Proton therapy plus chemotherapy shows promise in lung cancer trial

For patients with unresectable stage III non–small cell lung cancer (NSCLC), concurrent proton therapy and chemotherapy may offer better survival outcomes and less toxicity than the standard of care, according to a recent clinical trial from The University of Texas MD Anderson Cancer Center.

The single-institution phase II trial enrolled 64 patients with unresectable stage IIIA or IIIB NSCLC who had not undergone previous radiation therapy to the chest.
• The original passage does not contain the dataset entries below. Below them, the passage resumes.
PR #5897, opened 2025-10-08
Add skip welcome screen option to onboarding

TimoPtr:
## Summary

Skip welcome screen when started from Settings.

This PR also fixes some UI issues:
- back button in Server discovery shouldn't be displayed when the back stack is empty otherwise clicking on it does nothing (like Welcome Screen). This will automatically adjust the moment we only have one big navigation graph.
- discovered server URL was displayed using wrong text align
- missing padding in small screen for discovered server

## Checklist


onboarding/src/test/kotlin/io/homeassistant/companion/android/onboarding/OnboardingNavigationTest.kt
```diff
@@ -193,6 +195,24 @@ internal class OnboardingNavigationTest {
...
 
+    @Test
+    fun `Given skipWelcome without urlToOnboard when starting then show ServerDiscovery`() {
+        testNavigation(skipWelcome = true) {
+            assertTrue(navController.currentBackStackEntry?.destination?.hasRoute<ServerDiscoveryRoute>() == true)
+        }
+    }
+
+    @Test
+    fun `Given OnboardingRoute with skipWelcome with urlToOnboard as start when starts then show ServerDiscovery and no back arrow`() {
```
jpelgrom:
```suggestion
    fun `Given skipWelcome and urlToOnboard when starting then show ServerDiscovery and no back arrow`() {
``` 

The original title here feels very convoluted and inconsistent

TimoPtr:
> Merge conflicts everywhere. I've ignored the first three commits when reviewing, I think that's other PRs I've just merged and the cause of conflicts.

Sorry I forgot to warn you that the PR were on top of each other again since it was modifying same code...


> 
> > back button in Server discovery shouldn't be displayed when the back stack is empty otherwise clicking on it does nothing (like Welcome Screen).
> 
> Except this also hides it when you open it from Settings > Companion app > Add server. In that case I expect to see a back/up button, the fact that it is a different activity doesn't matter to me as an average user. (We don't have a back/up button in the current onboarding either but let's ignore that.)



The issue is going to be solved once we have only one graph (so it's going to take time). It is mostly because the nav controller cannot finish the activity so when the stack is empty we cannot do anything except doing back gesture (with predictive back) like on welcome screen.

jpelgrom:
> The issue is going to be solved once we have only one graph (so it's going to take time). It is mostly because the nav controller cannot finish the activity so when the stack is empty we cannot do anything except doing back gesture (with predictive back) like on welcome screen.

That's going to take a long time and we may not ever have one graph for everything. Why is it not possible to just show the icon, but treat it as back instead?

TimoPtr:
> > The issue is going to be solved once we have only one graph (so it's going to take time). It is mostly because the nav controller cannot finish the activity so when the stack is empty we cannot do anything except doing back gesture (with predictive back) like on welcome screen.
> 
> That's going to take a long time and we may not ever have one graph for everything. Why is it not possible to just show the icon, but treat it as back instead?

The current nav library doesn't expose an API other than popbackstack or navigateUP. Both return false when you are on the start destination. We would need to get the activity and call finish manually.

jpelgrom:
> We would need to get the activity and call finish manually.

If we can, why not do that? That creates a more cohesive experience for the user who doesn't know about navigation graphs and activities :)

TimoPtr:
> > We would need to get the activity and call finish manually.
> 
> If we can, why not do that? That creates a more cohesive experience for the user who doesn't know about navigation graphs and activities :)

I brought back the back button and it closes the activity

PR #5898, opened 2025-10-08
Adjust onboarding UI

TimoPtr:
## Summary

Tweak some UI elements
- All the buttons now are taking the max size (fixed an issue in the button wrapper that was allowing the size to go above the limit)
- Reduce space between buttons when two are close to each other
- Remove a spacer to give some room in the SetHomeNetwork (should avoid scrolling)

## Checklist


jpelgrom:
Wide buttons look weird (not really Android-y) but after the size change it all feels weird, so maybe it takes some getting used to.

> Remove a spacer to give some room in the SetHomeNetwork (should avoid scrolling)

There's always someone with a smaller screen so you cannot avoid scrolling.

After looking at all the updated screenshots, wouldn't it make sense to do the same thing for the Wear client certificate section? That one is weirdly centered while other screens like home network with controls move it all to the top.

TimoPtr:
> Wide buttons look weird (not really Android-y) but after the size change it all feels weird, so maybe it takes some getting used to.
> 
> > Remove a spacer to give some room in the SetHomeNetwork (should avoid scrolling)
> 
> There's always someone with a smaller screen so you cannot avoid scrolling.
> 
> After looking at all the updated screenshots, wouldn't it make sense to do the same thing for the Wear client certificate section? That one is weirdly centered while other screens like home network with controls move it all to the top.

image

Something like that? (it's extreme since on tablet)

jpelgrom:
> image
> 
> Something like that? (it's extreme since on tablet)
> 

Yes that looks more consistent and nicer to me. It doesn't shift around after selecting a file because the choose file button will show the file that was selected, right?

TimoPtr:
> > image
> > Something like that? (it's extreme since on tablet)
> 
> Yes that looks more consistent and nicer to me. It doesn't shift around after selecting a file because the choose file button will show the file that was selected, right?


https://github.com/user-attachments/assets/80b4b3cc-f529-4898-9442-111f38077285

PR #5902, opened 2025-10-09
Adjust server discovery flow

TimoPtr:
## Summary

We want to align the logic between iOS and Android. With @bgoncal we agreed on the fact that the modal should not be automatically cancelled. If tow server are discovered during the initial delay of 1.5s then we show the list directly without showing the modal.
When the modal is display we show the loading animation in background until we receive another server in that case the modal stay and we hide the loading animation and we display the list.

We display a message if we don't find a server after 5s. This message is discarded when we find a server.

## Checklist

## Screenshots

Android:

https://github.com/user-attachments/assets/ef9df964-495c-4ec6-973f-2f7201562c8e

For comparison here the iOS version

https://github.com/user-attachments/assets/92fbee6b-22e2-41e2-8d0f-74d7c0827f53

https://github.com/user-attachments/assets/6c36d8ed-3f3c-4e81-b7be-5ee34b0bb340

https://github.com/user-attachments/assets/52d37582-3a98-48fc-8ce0-34d3d42faac2

https://github.com/user-attachments/assets/8324d2e5-d740-4b03-b104-65432a79eff8

## Any other notes

I had to come up with a new flow operator a bit more complex. I'm not sure about the naming. I used AI to generate the tests.

### DIFF
--- a/common/src/main/kotlin/io/homeassistant/companion/android/util/FlowUtil.kt
+++ b/common/src/main/kotlin/io/homeassistant/companion/android/util/FlowUtil.kt
@@ -4,14 +4,10 @@ import androidx.annotation.VisibleForTesting
 import kotlin.time.Clock
 import kotlin.time.Duration
 import kotlin.time.ExperimentalTime
-import kotlin.time.Instant
 import kotlinx.coroutines.delay
 import kotlinx.coroutines.flow.Flow
-import kotlinx.coroutines.flow.buffer
 import kotlinx.coroutines.flow.channelFlow
 import kotlinx.coroutines.flow.conflate
-import kotlinx.coroutines.flow.onEach
-import kotlinx.coroutines.flow.onStart
 import kotlinx.coroutines.flow.transform
 import kotlinx.coroutines.launch
 import kotlinx.coroutines.sync.Mutex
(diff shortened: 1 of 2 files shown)


TimoPtr:
@bgoncal if you can download the APK (or build this branch) to test the behavior it would be nice :)

jpelgrom:
> I had to come up with a new flow operator a bit more complex.

`delayFirst` is/was only used for this onboarding flow, so I think it makes sense to remove that one for now?

For all tests: "then should emits" should be "then emits" or "then should emit".

TimoPtr:
> > I had to come up with a new flow operator a bit more complex.
> 
> `delayFirst` is/was only used for this onboarding flow, so I think it makes sense to remove that one for now?

It could, it was breaking my heart to do it, since it was a bit painful to get right to be honest 🤣. I had some hope to reuse it somewhere else, one day.

> 
> For all tests: "then should emits" should be "then emits" or "then should emit".

jpelgrom:
> It could, it was breaking my heart to do it, since it was a bit painful to get right to be honest 🤣. I had some hope to reuse it somewhere else, one day.

It's in git history! I'd remove dead code if there is no planned use right now.

TimoPtr:
> > It could, it was breaking my heart to do it, since it was a bit painful to get right to be honest 🤣. I had some hope to reuse it somewhere else, one day.
> 
> It's in git history! I'd remove dead code if there is no planned use right now.

Yes I'm going to 👍🏻. I'm also going to keep it in a Gist otherwise I'm going to forget about it.

https://gist.github.com/TimoPtr/876163eca43d4c89ae10772b19b8cee9

TimoPtr:
@bgoncal tested the behavior and it works like we agreed on.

All patients received carboplatin and paclitaxel with concurrent passively scattered proton beam therapy.

“We hypothesized that proton therapy would offer a survival benefit to patients and reduce treatment-associated toxic effects, which can be very serious,” said Joe Chang, M.D., a professor in the Department of Radiation Oncology and the trial’s principal investigator.
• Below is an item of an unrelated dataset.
PR #5912, opened 2025-10-10
Make sure to clear the back stack after NameYourDevice is done

TimoPtr:
## Summary

While testing the new onboading @klaasnicolaas found out that we can come back to name your device when adding a server from the settings. It put the apps in a weird state because the `auth_token` is already consumed so we cannot do anything on this screen and it leads to this error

The 26.5-month median overall survival duration for patients in the trial was substantially longer than the historical median overall survival duration of 16.0 months (at the time of the trial’s design) for similar patients treated with chemotherapy and concurrent photon-based radiation therapy.

The toxic effects experienced by patients in the trial included grade 2, 3, and 4 esophagitis and grade 2 and 3 pneumonitis. The rates of these effects were lower than those in previous studies of chemotherapy and concurrent photon-based radiation therapy. Unlike patients in some previous studies of the standard treatment, none of the patients in the trial died of toxic effects.

These results, which represent the longest follow-up to date of stage III lung cancer patients who received proton therapy, were recently published in JAMA Oncology.

Dr. Chang noted that since the trial began, the delivery of both photon-based radiation therapy and proton therapy have improved, thereby reducing the rate and severity of both treatment modalities’ adverse effects. To determine how these improvements will affect survival, MD Anderson researchers are now enrolling patients with stage II or III NSCLC in a randomized phase II trial (No. 2011-1058) of chemotherapy with concurrent photon-based or proton-based intensity-modulated radiation therapy (see Proton Therapy for Non–Small Cell Lung CancerOncoLog, June 2016).